> **EXERCISE AIM**
Only one stretch of the data below is needed. Output the lines from the one with "PR #11014, opened 2025-06-04" up to and including the one with "MinuraPunchihewa: Yes, we", exactly as they stand.
BEGIN RECORDS FOR PROCESSING
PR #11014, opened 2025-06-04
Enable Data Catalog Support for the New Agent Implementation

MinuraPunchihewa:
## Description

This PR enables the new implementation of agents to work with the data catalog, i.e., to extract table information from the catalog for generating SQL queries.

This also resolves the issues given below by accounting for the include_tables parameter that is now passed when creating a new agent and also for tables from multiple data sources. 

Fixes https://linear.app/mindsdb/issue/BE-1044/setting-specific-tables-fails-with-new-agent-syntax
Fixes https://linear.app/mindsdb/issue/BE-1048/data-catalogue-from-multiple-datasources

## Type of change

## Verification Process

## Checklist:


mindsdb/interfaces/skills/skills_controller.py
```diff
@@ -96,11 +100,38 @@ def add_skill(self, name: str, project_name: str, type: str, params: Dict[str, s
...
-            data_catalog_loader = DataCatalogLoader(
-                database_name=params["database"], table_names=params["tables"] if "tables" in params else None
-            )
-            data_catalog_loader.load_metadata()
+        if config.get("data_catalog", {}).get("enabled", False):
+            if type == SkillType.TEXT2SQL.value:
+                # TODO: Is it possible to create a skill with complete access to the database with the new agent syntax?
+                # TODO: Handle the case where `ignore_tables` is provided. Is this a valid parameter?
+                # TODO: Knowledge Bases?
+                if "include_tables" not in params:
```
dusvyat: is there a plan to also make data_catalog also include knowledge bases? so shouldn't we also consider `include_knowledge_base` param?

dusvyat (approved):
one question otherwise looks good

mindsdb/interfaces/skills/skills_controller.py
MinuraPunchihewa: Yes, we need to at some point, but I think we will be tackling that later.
END RECORDS FOR PROCESSING
BEGIN RECORDS FOR PROCESSING
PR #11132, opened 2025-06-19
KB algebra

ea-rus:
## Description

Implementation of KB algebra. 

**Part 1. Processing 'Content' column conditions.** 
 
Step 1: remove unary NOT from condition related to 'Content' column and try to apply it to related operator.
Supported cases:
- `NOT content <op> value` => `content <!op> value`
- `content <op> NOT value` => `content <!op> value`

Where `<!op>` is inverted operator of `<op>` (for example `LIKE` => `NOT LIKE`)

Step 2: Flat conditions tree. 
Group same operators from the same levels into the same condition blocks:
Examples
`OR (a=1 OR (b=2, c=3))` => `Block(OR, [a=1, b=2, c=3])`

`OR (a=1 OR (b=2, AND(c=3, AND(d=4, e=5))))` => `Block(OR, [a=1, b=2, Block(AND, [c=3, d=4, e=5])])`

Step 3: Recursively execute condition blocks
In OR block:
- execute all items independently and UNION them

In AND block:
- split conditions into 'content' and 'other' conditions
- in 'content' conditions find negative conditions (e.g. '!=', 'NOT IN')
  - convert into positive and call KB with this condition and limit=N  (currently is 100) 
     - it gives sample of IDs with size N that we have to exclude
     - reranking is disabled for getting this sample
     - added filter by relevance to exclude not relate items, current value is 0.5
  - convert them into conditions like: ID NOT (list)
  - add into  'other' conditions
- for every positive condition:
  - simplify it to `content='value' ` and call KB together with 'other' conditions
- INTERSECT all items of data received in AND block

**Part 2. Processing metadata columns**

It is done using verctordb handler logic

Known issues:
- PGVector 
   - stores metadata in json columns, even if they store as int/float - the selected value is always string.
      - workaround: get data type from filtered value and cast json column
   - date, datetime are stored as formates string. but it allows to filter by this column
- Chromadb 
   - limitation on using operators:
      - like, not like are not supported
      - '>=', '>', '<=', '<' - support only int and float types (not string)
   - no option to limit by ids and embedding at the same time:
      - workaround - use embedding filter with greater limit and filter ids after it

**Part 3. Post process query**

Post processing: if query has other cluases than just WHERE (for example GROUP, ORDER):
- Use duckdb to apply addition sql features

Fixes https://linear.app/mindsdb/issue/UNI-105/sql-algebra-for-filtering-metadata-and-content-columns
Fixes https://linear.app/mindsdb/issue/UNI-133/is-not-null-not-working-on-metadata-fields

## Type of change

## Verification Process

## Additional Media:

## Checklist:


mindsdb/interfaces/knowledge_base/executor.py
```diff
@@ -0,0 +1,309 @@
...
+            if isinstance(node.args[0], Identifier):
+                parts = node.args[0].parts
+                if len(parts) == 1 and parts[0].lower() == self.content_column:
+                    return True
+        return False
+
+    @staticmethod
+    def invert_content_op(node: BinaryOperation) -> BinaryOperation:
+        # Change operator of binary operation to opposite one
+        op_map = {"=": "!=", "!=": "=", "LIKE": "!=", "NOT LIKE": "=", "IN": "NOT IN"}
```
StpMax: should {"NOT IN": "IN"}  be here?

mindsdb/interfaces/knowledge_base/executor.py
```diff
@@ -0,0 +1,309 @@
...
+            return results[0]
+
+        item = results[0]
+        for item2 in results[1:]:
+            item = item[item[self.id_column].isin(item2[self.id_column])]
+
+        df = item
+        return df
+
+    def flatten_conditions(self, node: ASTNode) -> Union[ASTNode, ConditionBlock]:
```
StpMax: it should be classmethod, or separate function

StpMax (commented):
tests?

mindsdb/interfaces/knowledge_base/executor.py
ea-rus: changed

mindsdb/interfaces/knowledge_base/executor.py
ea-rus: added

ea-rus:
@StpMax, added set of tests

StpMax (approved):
END RECORDS FOR PROCESSING
BEGIN RECORDS FOR PROCESSING
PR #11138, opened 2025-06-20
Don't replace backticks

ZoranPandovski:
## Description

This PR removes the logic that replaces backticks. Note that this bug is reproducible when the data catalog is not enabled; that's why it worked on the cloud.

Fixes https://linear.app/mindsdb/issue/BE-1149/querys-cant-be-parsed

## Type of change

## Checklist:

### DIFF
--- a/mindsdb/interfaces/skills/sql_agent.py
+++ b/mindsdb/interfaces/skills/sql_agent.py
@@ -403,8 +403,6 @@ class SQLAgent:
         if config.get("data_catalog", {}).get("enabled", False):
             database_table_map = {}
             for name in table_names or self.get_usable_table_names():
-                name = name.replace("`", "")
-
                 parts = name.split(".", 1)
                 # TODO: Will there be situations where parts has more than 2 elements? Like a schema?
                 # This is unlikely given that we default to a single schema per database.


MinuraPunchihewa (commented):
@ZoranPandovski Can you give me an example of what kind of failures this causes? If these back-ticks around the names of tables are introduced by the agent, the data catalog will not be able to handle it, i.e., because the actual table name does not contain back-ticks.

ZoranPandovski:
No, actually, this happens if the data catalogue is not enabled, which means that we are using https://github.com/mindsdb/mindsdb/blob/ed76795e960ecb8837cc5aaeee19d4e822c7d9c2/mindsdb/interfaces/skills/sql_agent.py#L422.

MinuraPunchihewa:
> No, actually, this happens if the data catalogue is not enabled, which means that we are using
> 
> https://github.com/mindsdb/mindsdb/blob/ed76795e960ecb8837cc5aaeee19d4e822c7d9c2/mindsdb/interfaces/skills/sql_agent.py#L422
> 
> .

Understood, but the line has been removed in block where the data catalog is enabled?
END RECORDS FOR PROCESSING
> **ANSWER TO THIS TASK**
PR #11014, opened 2025-06-04
Enable Data Catalog Support for the New Agent Implementation

MinuraPunchihewa:
## Description

This PR enables the new implementation of agents to work with the data catalog, i.e., to extract table information from the catalog for generating SQL queries.

This also resolves the issues given below by accounting for the include_tables parameter that is now passed when creating a new agent and also for tables from multiple data sources. 

Fixes https://linear.app/mindsdb/issue/BE-1044/setting-specific-tables-fails-with-new-agent-syntax
Fixes https://linear.app/mindsdb/issue/BE-1048/data-catalogue-from-multiple-datasources

## Type of change

## Verification Process

## Checklist:


mindsdb/interfaces/skills/skills_controller.py
```diff
@@ -96,11 +100,38 @@ def add_skill(self, name: str, project_name: str, type: str, params: Dict[str, s
...
-            data_catalog_loader = DataCatalogLoader(
-                database_name=params["database"], table_names=params["tables"] if "tables" in params else None
-            )
-            data_catalog_loader.load_metadata()
+        if config.get("data_catalog", {}).get("enabled", False):
+            if type == SkillType.TEXT2SQL.value:
+                # TODO: Is it possible to create a skill with complete access to the database with the new agent syntax?
+                # TODO: Handle the case where `ignore_tables` is provided. Is this a valid parameter?
+                # TODO: Knowledge Bases?
+                if "include_tables" not in params:
```
dusvyat: is there a plan to also make data_catalog also include knowledge bases? so shouldn't we also consider `include_knowledge_base` param?

dusvyat (approved):
one question otherwise looks good

mindsdb/interfaces/skills/skills_controller.py
MinuraPunchihewa: Yes, we need to at some point, but I think we will be tackling that later.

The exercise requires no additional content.